Show that $\ker(C)=\{0\}$ - what is wrong with this arguement?

Question

Consider the operator $C:X\to X$ where $X=C([0,1])$ and $y\in X$ where $Cy(t)=\int_0^ty(\tau)d\tau+y(t)$. I want to show that $\ker(C)=\{0\}$. Here is my arguement, but I am not convinced that it is a very good one - what is wrong with it?

Suppose that, $$Cy(t)=0$$

$$\implies\int_0^ty(\tau)d\tau+y(t)=0$$ $$\implies\int_0^ty(\tau)d\tau=-y(t)$$ $$\implies\int_0^1\int_0^ty(\tau)d\tau dt=-\int_0^1y(t)dt $$ $$\implies\int_0^ty(\tau)d\tau=-\int_0^1y(t)dt$$

Now, the upper limit $t$ in the left integral is such that it must be from the interval $(0,1]$. Without loss of generality, suppose that this upper limit is $t=1$. Then,

$$\implies\int_0^1y(\tau)d\tau=-\int_0^1y(t)dt$$

$$\implies y(t)\equiv0,\,\forall \, t\in(0,1]$$

As $y(t)\equiv0$ is the only function that could satisfy this equality. What is wrong with this arguement? Is it valid? I have doubts that it is...

Answer 1

There are precisely two errors in your reasoning (each of which was separately observed in the comments on your question):

The first error is that the passage from $$\int_0^1\int_0^ty(\tau)d\tau dt=-\int_0^1y(t)dt $$ to $$\int_0^ty(\tau)d\tau=-\int_0^1y(t)dt$$ is completely unjustified. (Why did you drop the $\int_0^1 ... dt$ on the left? Are you assuming the integrand ($\int_0^ty(\tau)d\tau$) is constant with respect to the variable $t$? It is not.)

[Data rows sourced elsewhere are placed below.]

PR #6197, opened 2026-04-09
feat: add Vaultwarden provider (ReadWrite via vault items API)

thereisnotime:
## Summary

Adds a new ESO provider for self-hosted [Vaultwarden](https://github.com/dani-garcia/vaultwarden) instances — the popular unofficial Bitwarden-compatible server.

The existing Bitwarden provider targets Bitwarden Secrets Manager (requires a separate SDK sidecar). Vaultwarden does not implement Secrets Manager, so a separate provider is needed that operates directly on vault items (ciphers) via the standard Bitwarden identity + vault REST APIs.

**Capabilities:** `SecretStoreReadWrite`

### Authentication

Personal API key (`client_id` + `client_secret`) stored in a Kubernetes secret, plus the account `masterPassword` for client-side decryption.

### How it works

**Read** (`GetSecret` / `GetSecretMap` / `GetAllSecrets`):
1. Authenticate via `POST /identity/connect/token` (OAuth2 `client_credentials`)
2. Derive master key from `masterPassword` + `email` using PBKDF2-SHA256 (or Argon2id)
3. Stretch with HKDF-SHA256 → `encKey` + `macKey`
4. Decrypt the account's protected symmetric key from `GET /api/accounts/profile`
5. Decrypt cipher names and values (AES-256-CBC + HMAC-SHA256)

**Write** (`PushSecret` / `DeleteSecret`):
- Encrypts name + value with the same symmetric key
- Creates/updates/deletes `SecureNote` ciphers via `POST/PUT/DELETE /api/ciphers`

### Crypto

Pure Go — no CGO, no external binaries. Uses only stdlib (`crypto/aes`, `crypto/cipher`, `crypto/hmac`) and `golang.org/x/crypto` (`pbkdf2`, `hkdf`). Implementation lives in `providers/v1/vaultwarden/internal/crypto/`.

### SecretStore config

```yaml
kind: SecretStore
metadata:
  name: vaultwarden
spec:
  provider:
    vaultwarden:
      url: https://vault.example.com
      auth:
        secretRef:
          clientID:
            name: vaultwarden-creds
            key: clientID
          clientSecret:
            name: vaultwarden-creds
            key: clientSecret
          masterPassword:
            name: vaultwarden-creds
            key: masterPassword
```

## Test plan

- [ ] Unit tests: `providers/v1/vaultwarden/internal/crypto/` — encrypt/decrypt round-trip, MAC validation, PBKDF2 key derivation, HKDF stretch
- [ ] Integration tests against a live Vaultwarden instance (build tag `integration`):
  - `TestIntegration_PushExistsDelete` — push / exists / get / delete / gone cycle
  - `TestIntegration_PushUpdate` — update overwrites cipher value
  - `TestIntegration_GetSecretMap` — JSON-valued secret round-trips as `map[string][]byte`
  - `TestIntegration_Validate` — `ValidationResultReady` on healthy store

```sh
VAULTWARDEN_URL=https://vault.example.com \
VAULTWARDEN_CLIENT_ID=user.xxx \
VAULTWARDEN_CLIENT_SECRET=xxx \
VAULTWARDEN_MASTER_PASSWORD=xxx \
  go test -tags integration -v ./providers/v1/vaultwarden/...
```

## Notes

- Token + symmetric key are cached per-`Client` (5 min TTL) to avoid rate-limiting the identity endpoint during a single reconciliation
- `InsecureSkipVerify` is currently hardcoded for self-signed certs — follow-up: add `caBundle`/`caProvider` to `VaultwardenProvider` (same pattern as Bitwarden provider)
- Argon2id KDF is parsed and routed correctly but falls back with an explicit error until `golang.org/x/crypto/argon2` is wired in (most Vaultwarden installs use PBKDF2)

Signed-off-by: thereisnotime <37583483+thereisnotime@users.noreply.github.com>

## Overview
Adds a Vaultwarden provider to External Secrets Operator (read/write) that operates on Vaultwarden (Bitwarden-compatible) vault items (ciphers) via Bitwarden identity and vault REST APIs.

### API & CRDs
- New API types (v1): VaultwardenProvider, VaultwardenAuth, VaultwardenSecretRef.
- SecretStoreProvider extended with optional `vaultwarden` field; autogenerated DeepCopy methods added.
- CRD schemas updated (SecretStore / ClusterSecretStore) to include `vaultwarden` provider with required `url` and `auth.secretRef` selecting `clientID`, `clientSecret`, `masterPassword`, and optional `caBundle` (PEM, byte format).

### Provider Implementation
- New provider package: providers/v1/vaultwarden (new Go module) with build tags (`vaultwarden` or `all_providers`) and registration hook.
- Provider reports SecretStoreReadWrite and implements NewClient, ValidateStore, registration helpers.
- TLS: constructs tls.Config (min TLS 1.2) and supports optional CA bundle parsing; note: InsecureSkipVerify is currently hardcoded to allow self-signed certs (planned follow-up to add caBundle/caProvider work).
- Authentication & key workflow:
  - OAuth2 token via POST /identity/connect/token.
  - Fetch account profile (/api/accounts/profile) to obtain encrypted account key.
  - Derive master key from masterPassword + email using PBKDF2-SHA256 (Argon2id parsed but not wired/implemented).
  - Stretch via HKDF-SHA256 → encKey + macKey.
  - Decrypt account symmetric key; decrypt/encrypt cipher names and values (AES-256-CBC + HMAC-SHA256, PKCS7).
  - Token and symmetric key cached per Client with a 5-minute TTL.

### Client (secrets operations)
- Added vaultwarden.Client implementing esv1.SecretsClient with:
  - GetSecret, GetSecretMap, GetAllSecrets (decryption, optional name filtering).
  - PushSecret (create/update SecureNote ciphers), DeleteSecret (idempotent), SecretExists, Validate.
- All read/write operations operate on Vaultwarden cipher APIs (/api/ciphers), performing client-side encryption/decryption.

### Crypto
- New pure-Go crypto package at providers/v1/vaultwarden/internal/crypto:
  - EncString parsing/format ("2.<b64IV>|<b64CT>|<b64MAC>"), DeriveKey (PBKDF2; Argon2id stub), StretchKey (HKDF), AES-256-CBC + HMAC-SHA256 (Encrypt-then-MAC), PKCS7 pad/unpad, Encrypt/Decrypt helpers.
  - Implementation uses stdlib crypto + golang.org/x/crypto; AES-CBC usage annotated with NOSONAR to suppress SonarCloud S4432 (required by Bitwarden wire format and MAC-checked before decrypt).
- Unit tests cover crypto primitives.

### Tests & Integration
- Integration tests (env-driven, `integration` build tag) exercising push/update/delete/get/validate flows against a live Vaultwarden instance; tests support custom CA bundle via VAULTWARDEN_CA_BUNDLE_FILE.
- Tests and client behavior assume real Vaultwarden endpoints; Argon2id KDF path currently errors until wired.

### Other
- go.mod/workspace updated: new provider module and local replace directives for development.
- pkg/register added to register provider via build tags.
- Generated deepcopy and CRD bundle updates included.
- One commit adds NOSONAR markers for AES-CBC findings with justification.


Skarlso:
Hello. Did you see this one? :)

https://external-secrets.io/latest/examples/bitwarden/

thereisnotime:
Hey @Skarlso — yes, saw it! That example uses the generic Webhook provider pointed at a local `bw` CLI sidecar running in-cluster. It works, but has a few limitations: no real authentication (relies on network isolation), read-only, and requires managing a running CLI container with an active session.

This provider talks directly to the Vaultwarden REST API — proper OAuth2 auth, pure Go crypto (no binary sidecar), full read/write support, and designed for self-hosted deployments where you have direct API access. Different enough that I thought it warranted a native provider rather than a webhook workaround.

Happy to add a note to the docs clarifying how it differs from the webhook approach if that would help.

apis/externalsecrets/v1beta1/secretstore_vaultwarden_types.go
```diff
@@ -0,0 +1,44 @@
...
+
+// VaultwardenSecretRef contains selectors for the three credentials needed to access Vaultwarden.
+type VaultwardenSecretRef struct {
+	// ClientID is the OAuth2 client_id of the Vaultwarden personal API key.
+	ClientID esmeta.SecretKeySelector `json:"clientID"`
+	// ClientSecret is the OAuth2 client_secret of the Vaultwarden personal API key.
+	ClientSecret esmeta.SecretKeySelector `json:"clientSecret"`
+	// MasterPassword is the Vaultwarden account master password used to decrypt vault items.
+	MasterPassword esmeta.SecretKeySelector `json:"masterPassword"`
+}
```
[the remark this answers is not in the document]
thereisnotime: Fixed — `apis/externalsecrets/v1beta1/secretstore_vaultwarden_types.go` has been removed. Vaultwarden types now live exclusively in `apis/externalsecrets/v1/secretstore_vaultwarden_types.go`.

apis/externalsecrets/v1beta1/zz_generated.deepcopy.go
```diff
@@ -2710,6 +2710,11 @@ func (in *SecretStoreProvider) DeepCopyInto(out *SecretStoreProvider) {
 		*out = new(VaultProvider)
 		(*in).DeepCopyInto(*out)
 	}
+	if in.Vaultwarden != nil {
+		in, out := &in.Vaultwarden, &out.Vaultwarden
+		*out = new(VaultwardenProvider)
+		(*in).DeepCopyInto(*out)
+	}
```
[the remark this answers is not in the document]
thereisnotime: Fixed — Vaultwarden has been removed from `v1beta1/zz_generated.deepcopy.go`. The v1beta1 type file was deleted and deepcopy was regenerated.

The second error is that $$\int_0^1y(\tau)d\tau=-\int_0^1y(t)dt$$ only implies that $\int_0^1y(t)dt = 0$; it does not follow that $y$ is itself constantly $0$.

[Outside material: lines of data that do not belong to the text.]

PR #297, opened 2020-05-27
Define resolution function with data types and property values

jricher:
This adapts the DID Resolution functional definition defined by #253 into a single typed function with requirements for the function signature and implementation conformance. Property values for input and output metadata structures are defined here, with pointers to the DID registry for management of properties. Requirements for when and how to return each value are also added.

This builds on #295 and #296.

***
<a href="https://pr-preview.s3.amazonaws.com/jricher/did-core/pull/297.html" title="Last updated on May 27, 2020, 9:28 PM UTC (db3383d)">Preview</a> | <a href="https://pr-preview.s3.amazonaws.com/w3c/did-core/297/200cff0...jricher:db3383d.html" title="Last updated on May 27, 2020, 9:28 PM UTC (db3383d)">Diff</a>

### DIFF
--- a/index.html
+++ b/index.html
@@ -2767,6 +2767,14 @@ the <a>DID document</a> changes, as it represents data about the <a>DID document
 If the resolution is unsuccessful, this output MUST be an empty <a href="metadata-structure">metadata structure</a>.
             </dd>
         </dl>
+
+        <p>
+<a>DID resolver</a> implementations MUST NOT alter the signature of this function in any way. <a>DID resolver</a>
+implementations MAY map the <code>resolve</code> function to a method-specific internal function to perform the
+actual <a>DID resolution</a> process. <a>DID resolver</a> implementations <a>DID resolver</a> implementations MAY implement 
+and expose additional functions with different signatures in addition to the <code>resolve</code> function specified here.
+        </p>
+
     </section>
 
     <section>
--- a/index.html
+++ b/index.html
@@ -2711,6 +2711,62 @@ specification, but all conformant implementations MUST implement a function in t
 resolve ( did, did-resolution-input-metadata ) <br>
 &nbsp;&nbsp;&nbsp;&nbsp;&nbsp;-&gt; ( did-resolution-metadata, did-document-stream, did-document-metadata )
         </code></p>
+
+        <p>
+The input variables of this function MUST be as follows:
+        </p>
+
+        <dl>
+            <dt>
+did
+            </dt>
+            <dd>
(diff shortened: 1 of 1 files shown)


index.html
```diff
@@ -2687,13 +2687,191 @@ <h1>
...
+        <p>
+The <a>DID resolution</a> function resolves a <a>DID</a> into a <a>DID document</a>
+by using the "Read" operation of the applicable <a>DID method</a>. (See <a href="#read-verify"></a>.)
+The details of how this process is accomplished are outside the scope of this
+specification, but all conformant implementations MUST implement a function in the following form:
+        </p>
+
+        <p><code>
+resolve ( did, did-resolution-input-metadata ) <br>
+&nbsp;&nbsp;&nbsp;&nbsp;&nbsp;-&gt; ( did-resolution-metadata, did-document-stream, did-document-metadata )
```
davidlehn, line 2712: Is this syntax for these functions described somewhere?  Hard to tell looking at this if this can be an async function (in languages that do that).  A JavasScript implementation would probably return a Promise here.  Is the output a tuple or map with named properties?  Seems kind of a fuzzy description for a "MUST".  In the JSON-LD API spec we used WebIDL for these API descriptions.  Has some rough edges but seemed to work good enough and has some respec support.  The [LoadDocumentCallback](https://www.w3.org/TR/json-ld11-api/#remote-document-and-context-retrieval) API has a similar pattern to this.

jricher: Those details depend on your language. It's pretty clear in any implementation what "call a function" and "return a value" mean, and it's different for each one. 

Here, we're not specifying if it's synchronous or not, so a promise-based resolution would be fine. We're also not specifying how multiple outputs are returned, so a tuple, or an encapsulating object, or a bunch of pointers will all be fine.

davidlehn: I think it's confusing to use language like "all conformant implementations MUST implement a function in the following form".  In a spec I read this as something strict.  But here it involves guessing what the ad-hoc function call description means, and understanding it can be sync/async, use tuples, objects, or pointers (for parameters and results maybe?), and I'm guessing the actual names are not required either since many languages can't handle `-` in identifiers.  What form is it that must be followed?

msporny:
PR #331 has been merged. @jricher, can we close this PR now?

peacekeeper:
@jricher do you agree we can close this now that https://github.com/w3c/did-core/pull/331 has been merged (since that PR also includes the new incremental commit from this PR here)?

All the rest of your reasoning would have been sound, but each of these steps is unsupported and in fact fallacious.

Answer 2

Arthur pointed out the main flaw in your argument. A possible argument goes like this. (thanks to Sridhar Ramesh for pointing out a mistake in my original argument)

The start of your argument is fine: take a function $y$ in Ker$(C)$, then $$ \int_0^t y(\tau)d\tau = - y(t) . $$ The left hand side of this equation is differentiable in $]0, 1[$, so the right hand side must also be differentiable in $]0, 1[$. Taking the derivative with respect to $t$ on both sides yields $$ y(t) = -y'(t) $$ for all $t \in ]0, 1[$. Recall from an elementary course in differential equations that the solutions to this equation are exactly of the form $$ y(t) = Ke^{-t} \quad K \in \mathbb{R}. $$ So the only possible elements of Ker$(C)$ must be of the form $Ke^{-t}$. On the other hand, if we plug in such a function into $C$ we get $$ Cy(t) = \int_0^t K e^{-\tau}d\tau + Ke^{-t} = K(1 - e^{-t}) + Ke^{-t} = K $$ which is $0$ if and only if $K = 0$. Hence, Ker$(C)$ = $\lbrace 0 \rbrace$.